Movie Reviews
For The Love of Dogs – Celebrating Cinema’s Original Good Boy
Beko’s 2021 Pet Habits survey has revealed that dogs are the most owned pets in UK households, with over 9 million puppers across the country receiving daily scritches, boops, and cuddles from besotted owners. Further though, the survey also found that the most popular breeds are the trusty Labrador and the beautiful Border Collie. Now, as a huge huge fan of silent cinema and pets on film, this information has given me a chance to shine a light on cinema’s original good boy, Blair the Collie.

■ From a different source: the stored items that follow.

PR #60, opened 2017-06-17
Set executable perm when building phar

padraic:
Small fix to make phar builds executable under Linux.


padraic:
File limit is also borked, but that can be documented somewhere. Unlike building with box.phar, using box as a dependency seems to raise a completely different exception for the same limit issue.

theofidry:
Maybe we are using the wrong version? Also we're using a fork :/

padraic:
It just seems odd, like the local dependency is catching and rethrowing the original exception, but the phar isn't. Not that big of a deal - could just add a warning to the makefile to document the error is expected with doing X.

Owned by British film director and cinematic pioneer Cecil Hepworth, Blair – whose stage name Rover made an otherwise relatively unheard of pet name a national institution – made his debut proper in the 1905 short film Rescued by Rover. Starring alongside his owner Cecil, as well as Cecil’s wife and infant child, Blair’s screen presence in a mere six and a half minutes can’t be underestimated. Check out the short below and you’ll see what I mean;
While shedding, statistically speaking, is our four-legged friends’ number one messy trait, here we get to watch Blair challenge that finding as our hero Rover. Over the film’s short runtime, we get to see Rover wade across a river twice and majestically send water flying everywhere, making an almighty but very worthy mess in the process. In fact, watching Blair make a splash – very literally – in his big screen debut as he sets about rescuing his master’s baby from questionably stereotyped gypsy robbers is a solid reminder (as if any were needed) that our pets’ love and loyalty is more than worth the mess they make.
Rescued by Rover would be a must-see curiosity for its status as the first dog film even if it wasn’t especially good, but as revisiting it today shows us, it stands up as the real deal even way back in cinema’s infancy. Shot in a linear fashion that sees each scene build on the last towards an emotionally captivating finale – something scarcely seen in cinema to that point – Hepworth’s film has a lot of heart and technical merit. Blair never misses a cue, and from pawing down doors to swimming across rivers to lovingly licking his human’s face, the gorgeous Collie with an instantly recognisable and utterly unforgettable diamond-shaped forehead marking becomes a star before our very eyes.
Such was the success of Rescued by Rover that the film had to be shot-for-shot remade twice after original negatives were worn out from such high demand for screenings. Not only was Blair’s original star vehicle reshot twice though, its popularity led to the release of a 1908 sequel, much more bluntly named The Dog Outwits the Kidnapper, which you can, and absolutely should, watch here. Sadly, though we know Blair had many more starring roles in his career thanks to the prolific output of his owner’s studio, when Cecil Hepworth was forced to sell Hepworth Productions in 1924, the new owners melted down the majority of the surviving negatives in their vaults to retrieve the silver content.
Though Blair’s contemporaries such as Jean the Vitagraph Dog, Keystone Teddy, Brownie the Wonder Dog, and Rin Tin Tin would go on to become even bigger canine superstars in the years that followed, Hepworth Productions’ beautiful Collie will forever remain the first – and best – good boy in film. At least he is to me.